Influence of lithium metal anode coated with a composite quasi-solid electrolyte on stabilizing the interface of all-solid-state battery

Solid-state lithium batteries (SSLBs) are perceived as cutting-edge technology and have garnered considerable interest due to the high energy density and safety they could offer. However, the poor interfacial contact between the solid electrolyte and the electrodes limits its immediate commercial application. In this paper, a composite quasi-solid electrolyte (CQE) comprising Li6.6La3Zr1.6Sb0.4O12 (LLZO-Sb) garnet oxide, 1-Butyl-3-methylimidazolium bis(trifluoromethanesulfonyl)imide (BMITFSI), and poly(ethylene oxide) (PEO) is investigated for Li-ion battery application. The primary aspiration of this work is to reduce the interfacial resistance between electrode/electrolyte by making a composite electrolyte that establishes a stable, conformal contact with Li metal and cathode film. The direct coating of electrolyte paste onto the lithium metal eradicates the need for an interface layer and assists in reducing the dendrite formation. The symmetric cell Li ||CQE|| Li displays a low interfacial resistance as small as 75 omega. Furthermore, the symmetric cell demonstrates steady lithium stripping/platting behavior with less voltage hysteresis and manifests good stability up to a current density of 500 mu A cm(-2).
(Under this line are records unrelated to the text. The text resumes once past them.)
PR #2368, opened 2026-05-20
zcash_client_memory: convert From<proto::Note> for Note to TryFrom

camofu:
## What

`zcash_client_memory::MemoryWalletDb::decode_new<B: Buf>(buf: B, ...) -> Result<Self>` is a `pub` API that returns a `Result`, but the `From<proto::Note> for Note` impl reached from inside it panics on malformed input rather than returning `Err` — defeating the `Result` contract.

The impl had 8 panic sites: wrong-length sapling/orchard recipient, missing/unrecognized `rseed_type` discriminator, wrong-length `rseed` payload, missing/invalid orchard `rho`, invalid curve points (sapling `Fr`, orchard `Address`/`Rho`/`RandomSeed`), invalid `orchard::Note::from_parts` combination, and a `panic!("invalid protocol")` arm when the `orchard` feature is disabled.

This PR converts the impl to `TryFrom<proto::Note> for Note` and propagates typed `Err` through the two call sites in `received.rs` and `sent.rs`. No new `Error` variants are needed — existing `ByteVecToArrayConversion`, `ProtoMissingField`, `CorruptedData`, and `OrchardNotEnabled` cover everything.

## Test

Three regression tests in `mod tests` assert the expected `Err` variant for the three Sapling panic sites (wrong-length recipient, unrecognized `rseed_type`, wrong-length rseed payload). The existing `test_note_roundtrip` still passes.

```sh
cargo test --lib -p zcash_client_memory --features 'orchard,transparent-inputs' \
    types::notes
```

All 5 tests pass (3 new + 1 existing roundtrip + 1 sibling). Full lib test suite (41 tests) and `--no-default-features` build also pass.

## Scope

Intentionally narrow: this PR fixes one impl. The same `unwrap`/`panic!`-instead-of-`Err` pattern recurs in `account.rs`, `block.rs`, `notes/received.rs`, `notes/sent.rs`, `memory_wallet/mod.rs`, `wallet_write.rs`, and `wallet_read.rs` — happy to follow up with the same shape once this lands and the error-plumbing precedent is agreed.

### DIFF
--- a/zcash_client_memory/src/types/notes/mod.rs
+++ b/zcash_client_memory/src/types/notes/mod.rs
@@ -87,48 +87,71 @@ mod serialization {
         }
     }
 
-    impl From<proto::Note> for Note {
-        fn from(note: proto::Note) -> Self {
+    impl TryFrom<proto::Note> for Note {
+        type Error = Error;
+
+        fn try_from(note: proto::Note) -> Result<Self, Self::Error> {
             match note.protocol() {
                 proto::ShieldedProtocol::Sapling => {
-                    let recipient =
-                        sapling::PaymentAddress::from_bytes(&note.recipient.try_into().unwrap())
-                            .unwrap();
+                    let recipient_bytes: [u8; 43] = note.recipient.try_into()?;
+                    let recipient = sapling::PaymentAddress::from_bytes(&recipient_bytes)
+                        .ok_or_else(|| {
+                            Error::CorruptedData("invalid sapling recipient".to_string())
+                        })?;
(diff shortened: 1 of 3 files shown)


camofu (commented):
Replaces a `From` impl full of `unwrap()` / `panic!` on proto-deserialized Notes with a `TryFrom` that returns `Error::ByteVecToArrayConversion` on bad lengths and `Error::CorruptedData` on invalid points/seeds. 

The `not(feature = "orchard")` arm now returns `Error::OrchardNotEnabled` instead of panicking. Added three negative tests on the Sapling branch.

PR #2372, opened 2026-05-22
zcash_primitives: Reject v4 tx with empty Sapling bundle and non-zero…

camofu:
… valueBalanceSapling

`read_v4_components` read `valueBalanceSapling` unconditionally when `tx_has_sapling`, and `read_v4` then dropped it whenever both Sapling vectors were empty (the empty-bundle branch synthesizes `sapling_bundle = None` via `binding_sig.and_then(...)`). The net effect was that a v4 encoding with `nShieldedSpend == 0 && nShieldedOutput == 0 && valueBalanceSapling != 0` was silently accepted, even though consensus rule §7.1.2 requires `valueBalanceSapling == 0` in that case. Zebra (`zebra-chain/src/transaction/serialize.rs:962-963`) and post-v6.12.2 zcashd both reject this encoding; `zcash_primitives` now agrees.

Add a regression test that constructs the wire bytes directly and asserts `Transaction::read` returns an error, plus a sanity test for the canonical `vb == 0` encoding's round-trip.

### DIFF
--- a/zcash_primitives/CHANGELOG.md
+++ b/zcash_primitives/CHANGELOG.md
@@ -32,6 +32,13 @@ workspace.
   Orchard and Ironwood bundles. Pass `orchard::builder::BundleType::DEFAULT` to keep
   the previous (padded) behavior.
 
+### Fixed
+- `zcash_primitives::transaction::Transaction::read` now rejects v4
+  transactions whose Sapling section contains zero spends and zero outputs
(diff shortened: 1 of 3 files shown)


nuttycom (dismissed):
utACK 28f1fbeb2e5b52b438f5f70f71b78c0be3491c5a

The fabricated cell with Li||CQE||LFP configuration shows the first discharge capacity of 148 mAh g(-1) at 0.1 C rate, and at the end of 100 discharge cycles, 125 mAh g(-1) capacity is observed. The excellent performance displayed by the direct coating of composite quasi-solid electrolyte over lithium metal anode provides an alternate route for the practical development of high-energy-density lithium batteries.

Automated summary

This study investigates the use of a composite quasi-solid electrolyte to improve the interfacial contact between the solid electrolyte and electrodes in solid-state lithium batteries. The results show that the direct coating of the electrolyte paste onto the lithium metal anode reduces interfacial resistance and dendrite formation, leading to improved performance and stability in lithium-ion batteries.